The street ended at a cement barrier and a warning sign. Beyond was nothing but darkness. An inky, sucking darkness that seemed to draw in the warmth of the world leaving air lifeless. Miles could feel the heat of the day radiating from the asphalt he was standing on, but from the ravine was only frigid air. Wind pulled at his back, clawing at his clothes, drawing him towards the darkness.
The sound of Kappy’s engine had stopped, but Miles saw that there was a dirt path leading down around the barrier into the canyon.
Shaking slightly, Miles walked twenty feet down the path. The tub was parked at the first switchback. It was apparently unable to make the sharp turn and had been left there, out of sight from anyone on the street above.
And it was empty.
Miles slowly approached it. The engine was making quiet tapping sounds as it cooled, but there was nothing inside, no food, no gun and no robot. She wouldn’t have left the robot at the hotel which meant she was trying to get it out of Moughte.
Crazy girl.
Stupid crazy girl.
Stupid crazy Miles.
He stood there, next to the tub, unable to go on. His feet were frozen in place, braced against the steady tug of the wind that tried to pull him deeper into the canyon. He shivered and his spine crawled.
He was a little boy again. He remembered the overcast sky and the yellow orange color of the construction equipment around the Rust Stack. His mother was coming down the mountain path to bring him home for lunch.
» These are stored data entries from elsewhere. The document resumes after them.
Issue #9932, opened 2016-09-06
Debug magic fails to parse breakpoint files with colon in path


jlumpe:
The `%debug` magic has a `breakpoint` option formatted like `--breakpoint FILE:LINE`, where the file name and line number are separated by a colon. This command fails when a windows-style path containing a colon is used, e.g. beginning with `c:\`.

Example:

```
>>> mymodule.__file__
'c:\\users\\me\\git\\project\\mymodule.py'
>>> %debug --breakpoint {mymodule.__file__}:123 mymodule.foo()
ValueError...
```

The error occurs [here:](https://github.com/ipython/ipython/blob/5c9c918bc0a11057184ec143da13b68994f59666/IPython/core/magics/execution.py#L441)

```
    if breakpoint:
        (filename, bp_line) = breakpoint.split(':', 1)
        bp_line = int(bp_line)
```

where the breakpoint argument is incorrectly split at the first colon resulting in `bp_line` containing part of the file path. I think changing line 440 to

```
 (filename, bp_line) = breakpoint.rsplit(':', 1)
```

to split at the last colon should work just fine.

Carreau:
Thanks ! We'll have a look. 

@thesageinpilani you wanted something a bit more complicated; do you want to have a look at this one ?

It should not be that hard to fix, but figuring out where to do it might scratch your head a bit. 
I don't give you any hints on purpose, but feel free to ask here when you have any questions; I will be happy to describe things in more details.

thesageinpilani:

Then the men were yelling and he heard the horrible thrumming whir of vibrating metal.
He saw that… thing. It had no shape, just jagged edges and dirty metal. It moved so fast, faster than you could believe. It barreled out of the tree-line half a mile up the mountain.
And that thing was down there. It was watching from the darkness as he stood on the edge of its domain.
The wind was its breath. It breathed Miles in, pulling him downwards.
There was the scrabble of loose rocks far below and Miles twitched. Was it Kappy making the noise?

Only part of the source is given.